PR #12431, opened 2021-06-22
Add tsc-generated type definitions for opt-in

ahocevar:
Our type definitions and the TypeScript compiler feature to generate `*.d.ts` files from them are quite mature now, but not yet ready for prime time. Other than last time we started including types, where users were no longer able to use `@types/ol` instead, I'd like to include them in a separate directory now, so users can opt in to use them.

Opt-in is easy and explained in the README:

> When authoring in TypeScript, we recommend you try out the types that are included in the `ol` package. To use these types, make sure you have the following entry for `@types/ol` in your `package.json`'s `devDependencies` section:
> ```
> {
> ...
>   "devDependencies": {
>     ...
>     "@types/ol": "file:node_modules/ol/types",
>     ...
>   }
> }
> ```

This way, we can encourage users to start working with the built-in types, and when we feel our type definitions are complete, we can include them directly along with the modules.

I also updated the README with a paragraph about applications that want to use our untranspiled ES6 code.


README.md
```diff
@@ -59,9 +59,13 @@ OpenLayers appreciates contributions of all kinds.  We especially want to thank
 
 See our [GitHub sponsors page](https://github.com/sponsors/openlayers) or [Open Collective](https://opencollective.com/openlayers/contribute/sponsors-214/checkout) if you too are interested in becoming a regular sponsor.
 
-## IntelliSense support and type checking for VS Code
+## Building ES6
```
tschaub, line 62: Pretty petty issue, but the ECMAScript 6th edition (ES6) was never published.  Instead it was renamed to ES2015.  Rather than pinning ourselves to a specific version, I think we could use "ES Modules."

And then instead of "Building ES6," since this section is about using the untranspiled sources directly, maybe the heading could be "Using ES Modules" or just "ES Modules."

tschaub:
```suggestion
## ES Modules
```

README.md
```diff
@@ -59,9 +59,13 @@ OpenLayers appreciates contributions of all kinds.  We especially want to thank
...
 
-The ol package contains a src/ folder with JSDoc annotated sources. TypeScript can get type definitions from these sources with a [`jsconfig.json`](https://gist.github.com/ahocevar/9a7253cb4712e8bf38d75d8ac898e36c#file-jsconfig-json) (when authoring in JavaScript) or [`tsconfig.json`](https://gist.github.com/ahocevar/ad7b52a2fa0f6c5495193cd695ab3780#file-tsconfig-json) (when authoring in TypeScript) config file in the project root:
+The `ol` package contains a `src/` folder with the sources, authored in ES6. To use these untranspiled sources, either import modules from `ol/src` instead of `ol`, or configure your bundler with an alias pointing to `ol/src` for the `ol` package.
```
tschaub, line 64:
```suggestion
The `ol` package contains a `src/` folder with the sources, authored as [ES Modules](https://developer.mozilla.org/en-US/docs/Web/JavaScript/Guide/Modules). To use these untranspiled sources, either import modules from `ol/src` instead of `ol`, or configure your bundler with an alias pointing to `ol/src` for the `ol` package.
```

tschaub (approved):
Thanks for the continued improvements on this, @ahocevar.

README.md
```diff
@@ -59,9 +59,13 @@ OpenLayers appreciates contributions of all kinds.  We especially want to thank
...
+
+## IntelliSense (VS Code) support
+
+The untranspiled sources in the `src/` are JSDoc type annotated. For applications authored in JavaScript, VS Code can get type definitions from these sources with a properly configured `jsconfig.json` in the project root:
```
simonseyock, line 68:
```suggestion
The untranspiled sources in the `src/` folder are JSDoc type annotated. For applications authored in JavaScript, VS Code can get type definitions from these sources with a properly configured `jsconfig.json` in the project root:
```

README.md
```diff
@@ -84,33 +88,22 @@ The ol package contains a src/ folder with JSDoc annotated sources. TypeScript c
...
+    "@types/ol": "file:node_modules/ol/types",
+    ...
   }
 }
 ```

--

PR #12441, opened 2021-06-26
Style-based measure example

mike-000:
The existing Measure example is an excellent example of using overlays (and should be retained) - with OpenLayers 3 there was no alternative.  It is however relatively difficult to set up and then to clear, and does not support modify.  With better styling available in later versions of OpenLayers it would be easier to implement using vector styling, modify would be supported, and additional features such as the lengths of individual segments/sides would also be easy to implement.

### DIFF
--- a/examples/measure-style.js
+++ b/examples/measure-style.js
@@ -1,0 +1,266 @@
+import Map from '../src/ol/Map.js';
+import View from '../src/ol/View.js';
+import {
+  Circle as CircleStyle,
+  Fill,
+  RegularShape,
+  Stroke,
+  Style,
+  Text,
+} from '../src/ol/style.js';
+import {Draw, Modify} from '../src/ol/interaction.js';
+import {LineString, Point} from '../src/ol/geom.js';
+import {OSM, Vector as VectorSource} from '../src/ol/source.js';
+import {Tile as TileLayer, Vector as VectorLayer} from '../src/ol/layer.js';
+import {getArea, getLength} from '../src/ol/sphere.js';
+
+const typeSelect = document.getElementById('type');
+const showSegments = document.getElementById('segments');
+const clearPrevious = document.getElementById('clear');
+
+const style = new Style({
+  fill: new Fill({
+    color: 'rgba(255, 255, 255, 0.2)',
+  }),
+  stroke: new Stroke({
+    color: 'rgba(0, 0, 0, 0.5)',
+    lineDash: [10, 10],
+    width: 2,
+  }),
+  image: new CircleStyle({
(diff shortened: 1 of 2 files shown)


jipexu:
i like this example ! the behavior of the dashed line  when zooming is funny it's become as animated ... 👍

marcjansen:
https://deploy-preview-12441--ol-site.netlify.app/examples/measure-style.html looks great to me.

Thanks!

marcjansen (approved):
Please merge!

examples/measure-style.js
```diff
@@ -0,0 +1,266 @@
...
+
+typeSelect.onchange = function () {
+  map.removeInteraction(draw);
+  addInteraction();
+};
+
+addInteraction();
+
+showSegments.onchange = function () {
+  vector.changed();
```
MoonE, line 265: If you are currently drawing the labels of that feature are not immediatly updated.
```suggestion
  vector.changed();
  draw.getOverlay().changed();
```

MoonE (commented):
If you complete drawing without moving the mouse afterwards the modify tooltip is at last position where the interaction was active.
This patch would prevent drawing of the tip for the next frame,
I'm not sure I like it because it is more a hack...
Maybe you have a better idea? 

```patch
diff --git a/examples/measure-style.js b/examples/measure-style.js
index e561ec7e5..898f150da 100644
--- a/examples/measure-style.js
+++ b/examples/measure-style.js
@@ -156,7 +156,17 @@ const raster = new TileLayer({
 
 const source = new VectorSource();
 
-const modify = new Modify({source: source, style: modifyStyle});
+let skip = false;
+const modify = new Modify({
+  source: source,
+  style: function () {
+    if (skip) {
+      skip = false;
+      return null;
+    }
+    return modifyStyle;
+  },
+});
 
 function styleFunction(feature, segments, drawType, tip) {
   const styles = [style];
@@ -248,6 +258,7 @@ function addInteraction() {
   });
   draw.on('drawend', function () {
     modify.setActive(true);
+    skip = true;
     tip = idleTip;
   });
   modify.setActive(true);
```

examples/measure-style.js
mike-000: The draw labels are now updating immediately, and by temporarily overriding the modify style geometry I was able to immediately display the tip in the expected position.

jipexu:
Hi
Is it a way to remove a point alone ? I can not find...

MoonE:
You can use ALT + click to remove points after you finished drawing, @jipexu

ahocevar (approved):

Work instructions:
Go through the listing and work out how many lines include the string "changed". Give only the number.

Answer space:
3